I have dealt with TLS on the purchase of a Worldmark resale, and they were very professional  in the way they handled the whole transaction.   I loved the way they handled the paperwork.   It was explicit and detailed, and left no doubt in my mind that they knew what they were doing.

I have also dealt personally with Mike, buying one-time use credits from his own account.

Would I recommend them?  *Most certainly!*

Remember - cc attach a 3% surcharge.   If you seriously want the timeshare, send them a cashier's cheque.     They're a business, not a charity.


----------



## zazz (May 10, 2008)

Bill4728 said:


> IMHO, Buying or selling a TS should be done with a personal check.
> 
> Since whenever you buy or sell a TS, you should have the money held in a third party escrow account. Therefore, any check will have more than enough time to clear before the moneys need to be distributed.
> 
> I don't understand why any reasonable person wouldn't want a personal check when the money was going to be held for 4-12 weeks.
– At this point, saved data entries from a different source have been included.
PR #347, opened 2020-11-10
Fix cluster-cache test to be correct and quicker

markusthoemmes:
The cluster cache test currently does not test what we actually want to test. It instead uses a parameter that will never be set in production.

This fixes that and also makes the test considerably quicker. It used to take 2 seconds for no apparent reason.

/assign @jmprusi @davidor

### DIFF
--- a/pkg/generator/cluster_cache.go
+++ b/pkg/generator/cluster_cache.go
@@ -66,7 +66,7 @@ func newClustersCacheWithExpAndCleanupIntervals(expiration time.Duration, cleanu
 
 func (cc *ClustersCache) set(cluster *v2.Cluster, ingressName string, ingressNamespace string) {
 	key := key(cluster.Name, ingressName, ingressNamespace)
-	cc.clusters.Set(key, cluster, gocache.DefaultExpiration)
+	cc.clusters.Set(key, cluster, gocache.NoExpiration)
 }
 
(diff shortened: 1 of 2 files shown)


pkg/generator/cluster_cache.go
```diff
@@ -46,33 +46,33 @@ import (
...
-	goCache := gocache.New(expiration, cleanupInterval)
-	return &ClustersCache{clusters: goCache}
+	goCache := gocache.New(gocache.NoExpiration, cleanupInterval)
+	return &ClustersCache{clusters: goCache, clusterExpiration: expiration}
 }
 
 func (cc *ClustersCache) set(cluster *v2.Cluster, ingressName string, ingressNamespace string) {
 	key := key(cluster.Name, ingressName, ingressNamespace)
-	cc.clusters.Set(key, cluster, defaultExpiration)
+	cc.clusters.Set(key, cluster, gocache.DefaultExpiration)
```
davidor, line 69: They're equivalent but I think that using `gocache.NoExpiration` here expresses better what we want to achieve, which is don't expire anything unless we call `setExpiration`.

markusthoemmes: ack, done.

davidor (approved):
/lgtm

PR #2352, opened 2024-07-25
NEOS-1254: update onboarding flow

evisdrenova:
I've removed the onboarding checklist in favor of a welcome modal. The welcome modal  will pop up for anyone who hasn't either completed it or skipped it. I was considering keeping the onboarding checklist but I didn't think it made much sense. If someone wants to skip the welcome modal, it's likely they don't want the onboarding checklist either. If someone completes the welcome modal, then they would go right into the job creation flow which would pretty much just do everything that the onboarding checklist wanted (with the exception of inviting other people but I don't htink thats a big deal). 

As part of this change, I've updated the AccountOnboardingConfig and removed a lot of the code that drove updating the onboarding checklist. For existing users, the pop-up will show since the function looks for the `hasCompletedOnboarding` key in the `onboarding_config` and that won't be present. This would mean that existing users who have already dismissed or completed the onboardingChecking will see the welcome modal pop-up and they can either skip it or just click through it. If we didn't want this then there are probably two options: 1. Keep the `onboarding_config` object as-is and just add on a new key, then update code to manage this where it checks for the presence of the current `onboarding_config` and then updates the `hasCompletedOnboarding` value, or 2. leave it as-is and just let people skip or complete the new modal. 

Thoughts @nickzelei 

Update:
- Added a loom video showing the flow. Clicking on the records button in the tab takes you to the usage page but running it locally and don't have usage so doesn't load but path is correct. 
https://www.loom.com/share/8ba9a12b4ad2441e8d8cdb98e6d5f3c1?sid=33d5b78b-9443-4733-ba9c-388ad3e48b9c


frontend/apps/web/components/onboarding-checklist/WelcomeDialog.tsx
```diff
@@ -0,0 +1,161 @@
...
+    getAccountOnboardingConfig,
+    { accountId: account?.id ?? '' },
+    { enabled: !!account?.id }
+  );
+  const queryclient = useQueryClient();
+  const { mutateAsync: setOnboardingConfigAsync } = useMutation(
+    setAccountOnboardingConfig
+  );
+
+  const [currentStep, setCurrentStep] = useState<number>(0);
```
nickzelei, line 49: Was thinking about suggesting that we move away form this numbered system and instead use a narrow string type and transition to different states. That would make this code a lot more readable. So instead of doing "currentStep + 1) it's instead `setStep('welcome')` `setStep('connect')` etc.

So instead of having `FormStep.name` be a wide string, instead make it something like this:

```
type FormStepName = "welcome" | "connect" | "configure" | "execute" | "router";
export interface FormStep {
  name: FormStepName;
  component: JSX.Element;
}
```

Then the currentStep becomes:
```
const [currentStep, setCurrentStep] = useState<FormStepName>('welcome');
```
A lot more readable.

frontend/apps/web/components/onboarding-checklist/WelcomeDialog.tsx
```diff
@@ -0,0 +1,161 @@
...
+          setCurrentStep={setCurrentStep}
+          setIsDialogOpen={setShowGuide}
+          completeForm={completeForm}
+        />
+      ),
+    },
+    {
+      name: 'connect',
+      component: (
+        <Connect currentStep={currentStep} setCurrentStep={setCurrentStep} />
```
nickzelei, line 68: Most of these forms don't need to know their step or current step. They just need to know `onNext()` or `onBack()`, `onSkip()`, etc, whichever is relevant. Makes this a lot more readable and easier to manage.

frontend/apps/web/components/onboarding-checklist/WelcomeDialog.tsx
```diff
@@ -0,0 +1,161 @@
...
+      });
+      queryclient.setQueryData(
+        createConnectQueryKey(getAccountOnboardingConfig, {
+          accountId: account.id,
+        }),
+        new GetAccountOnboardingConfigResponse({
+          config: resp.config,
+        })
+      );
+      setShowGuide(false);
```
nickzelei, line 116: just wanted to put in here that this kinda sucks if for whatever reason they can't hit our server to set the onboarding config to true. it will stay stuck on the screen until our server comes back online. Not much we can do about taht I suppose unless we were to cache it in local storage or something. Maybe that is a task for another day however.

backend/protos/mgmt/v1alpha1/user_account.proto
```diff
@@ -172,10 +172,7 @@ message SetAccountOnboardingConfigResponse {
 }
 
 message AccountOnboardingConfig {
-  bool has_created_source_connection = 1;
-  bool has_created_destination_connection = 2;
-  bool has_created_job = 3;
-  bool has_invited_members = 4;
```
nickzelei, line 178: This is a breaking change and properties in proto shouldnt ever be renamed or re-used.

So what you actually want to do here is to instead deprecate these by marking them as deprecated (you can see in other protos uses of the deprecated comment.

Then the `has_completed_onboarding` should be a new property that starts at `5`;

nickzelei: From the outside these can all just default to false and everything is gucci since the frontend will only care about the new property after this.

backend/sql/postgresql/models/models.go
```diff
@@ -1776,24 +1776,15 @@ func (r *RetryPolicy) FromDto(dto *mgmtv1alpha1.RetryPolicy) {
 }
 
 type AccountOnboardingConfig struct {
-	HasCreatedSourceConnection      bool `json:"hasCreatedSourceConnection"`
-	HasCreatedDestinationConnection bool `json:"hasCreatedDestinationConnection"`
-	HasCreatedJob                   bool `json:"hasCreatedJob"`
-	HasInvitedMembers               bool `json:"hasInvitedMembers"`
+	HasCompletedOnboarding bool `json:"hasCompletedOnboarding"`
```
nickzelei, line 1779: This is fine and shouldnt be a breaking change, however it may be worth thinking through the idea that if someone has already completed this v1 of onboarding, we it could be worth somehow marking this new one as true automatically.

We could also say fuck that are just require everyone see the new onboarding guide to keep it simple too.

nickzelei: Otherwise these DTO updates are just fine because the old properties will default to false if unspecified.

backend/protos/mgmt/v1alpha1/user_account.proto
nickzelei: You will also need to update the user service integration tests to accommodate your new changes.

nickzelei (changes requested):
OK there is a lot here, this is a big PR.

I didnt seen a loom demo so maybe you could attach one or just show me what this looks like tomorrow.

I left a number of comments. A little sketched out by some of the screenshots that I think are going to be present in the onboarding flow. It would be better I think if we could just use the components instead so they don't get out of date.

Either way I think this is enough for a first pass (might have comments on the welcome board itself..didnt really look at that at all with all of the other comments i left in this PR. Maybe we can just talk about that offline.

frontend/apps/web/components/site-header/SiteHeader.tsx
```diff
@@ -10,31 +11,42 @@ import {
...
     <header className="supports-backdrop-blur:bg-background/60 sticky top-0 z-50 w-full border-b dark:border-b-gray-700 bg-background dark:hover:text-white backdrop-blur">
       <div className="container flex h-14 items-center">
         <MainNav />
         <MobileNav />
         <div className="flex flex-1 justify-end items-center space-x-2">
-          <Upgrade
-            calendlyLink={systemAppConfig.calendlyUpgradeLink}
-            isNeosyncCloud={systemAppConfig.isNeosyncCloud}
-          />
+          {!systemAppConfig.isNeosyncCloud &&
```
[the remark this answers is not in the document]
evisdrenova: yeah just had this flipped so i could actually test it locally - will reset

frontend/apps/web/components/site-header/SiteHeader.tsx
```diff
@@ -10,31 +11,42 @@ import {
...
+            account?.type == UserAccountType.PERSONAL && (
+              <RecordsProgressBar identifier={account?.id ?? ''} />
+            )}
+          {systemAppConfig.isAuthEnabled && (
+            <Upgrade
+              calendlyLink={systemAppConfig.calendlyUpgradeLink}
+              isNeosyncCloud={systemAppConfig.isNeosyncCloud}
+            />
+          )}
+          {!systemAppConfig.isAuthEnabled && <AccountSwitcher />}
```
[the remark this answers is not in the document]
evisdrenova: same as above - was just for local testing to see the layout - will flip

frontend/apps/web/components/site-header/SiteHeader.tsx
```diff
@@ -10,31 +11,42 @@ import {
...
         <MainNav />
         <MobileNav />
         <div className="flex flex-1 justify-end items-center space-x-2">
-          <Upgrade
-            calendlyLink={systemAppConfig.calendlyUpgradeLink}
-            isNeosyncCloud={systemAppConfig.isNeosyncCloud}
-          />
+          {!systemAppConfig.isNeosyncCloud &&
+            account?.type == UserAccountType.PERSONAL && (
+              <RecordsProgressBar identifier={account?.id ?? ''} />
```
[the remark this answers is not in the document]
evisdrenova: updated with a new component that acts as a wrapper

frontend/apps/web/components/site-header/SiteHeader.tsx
```diff
@@ -10,31 +11,42 @@ import {
...
+            )}
+          {systemAppConfig.isAuthEnabled && (
```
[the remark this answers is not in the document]
evisdrenova: updated

frontend/apps/web/components/site-header/SiteHeader.tsx
```diff
@@ -1,3 +1,4 @@
+'use client';
```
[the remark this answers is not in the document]
evisdrenova: yeah agreed - reverted back to SSR and moved the records progress stuff to `<AccountsRecordProgress.tsx`

frontend/apps/web/components/onboarding-checklist/WelcomeOverview.tsx
```diff
@@ -0,0 +1,51 @@
...
+import { ReactElement } from 'react';
+import { Button } from '../ui/button';
+import { ConnectDarkMode } from './ConnectDarkMode';
+import { ConnectLightMode } from './ConnectLightMode';
+
+interface Props {
+  currentStep: number;
+  setCurrentStep: (val: number) => void;
+  setIsDialogOpen: (val: boolean) => void;
+  completeForm: () => Promise<void>;
```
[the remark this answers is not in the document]
evisdrenova: yup updated to contrl from parent component using callbacks

frontend/apps/web/components/onboarding-checklist/WelcomeRouter.tsx
```diff
@@ -0,0 +1,175 @@
...
+import { ReactElement, useEffect, useState } from 'react';
+import { AiOutlineExperiment } from 'react-icons/ai';
+import { PageProps } from '../types';
+import { Button } from '../ui/button';
+
+interface Props {
+  currentStep: number;
+  setCurrentStep: (val: number) => void;
+  setIsDialogOpen: (val: boolean) => void;
+  completeForm: () => Promise<void>;
```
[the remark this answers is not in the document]
evisdrenova: updated

frontend/apps/web/components/onboarding-checklist/WelcomeDialog.tsx
evisdrenova: yeah this could a follow up where we store it in local storage and check that if the db isn't active

frontend/apps/web/components/site-header/RecordsProgressBar.tsx
```diff
@@ -12,13 +12,13 @@ import { dateToNeoDate, periodToDateRange, UsagePeriod } from '../usage/util';
 
 interface Props {
   identifier: string;
+  idtype: string;
```
nickzelei, line 15: Let's make this type safe.

here is an example of how we extract the case for the different connections.

```
// Helper function to extract the 'case' property from a config type
type ExtractCase<T> = T extends { case: infer U } ? U : never;

// Extraction type that pulls out all of the connection config cases
export type ConnectionConfigCase = NonNullable<
  ExtractCase<ConnectionConfig['config']>
>;
```

The same can be done for the metric identifiers.

nickzelei (commented):
overall looking good on the FE. Left a comment regarding the record count type.

backend/protos/mgmt/v1alpha1/user_account.proto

Plus it's a lot easier to see if a check is a fraud if it a personal check vs a cashier check now a days.



I use a credit card.  If there is fraud, or the seller refuses to perform, I can always go to my credit card company to dispute the debt.  Once a check is cashed, I am out of luck.


----------



## Bill4728 (May 10, 2008)

zazz said:


> I use a credit card.  If there is fraud, or the seller refuses to perform, I can always go to my credit card company to dispute the debt.  Once a check is cashed, I am out of luck.



The only problem with a CC is that generally you only have 60 days to dispute a CC problem and TS closings can often run into 3-4 months.


----------



## cruisin (May 10, 2008)

Many Worldmark owners have purchased accounts from Dan Murphy, and rented credits. Let us know when you receive your credits, you should have no problem with the transaction.


----------



## johnsontravelers (Dec 25, 2017)

FlyKaesan said:


> Has anyone used mike @ timeshareliquidationservice?
> 
> Does business only with personal checks and just wondering if anyone used his service.



Yes, I have bought two memberships and three one-time-use credits from Mike Murphy. Great guy and very fair. Transactions were faster than most! Paypal for one time use and checks for memberships escrow. All transactions went through well and I would most definitely recommend him!


----------



## Sebastiane (Jan 13, 2020)

I saw a truly decent one years prior where they really extended the back a few. On the off chance that it's done well, I kinda like it.


----------



## OneTwoThree (Jan 13, 2020)

I have a membership, Really good guy, Safe transactions


----------



## davidvel (Jan 13, 2020)

This thread is a great advertisement.


----------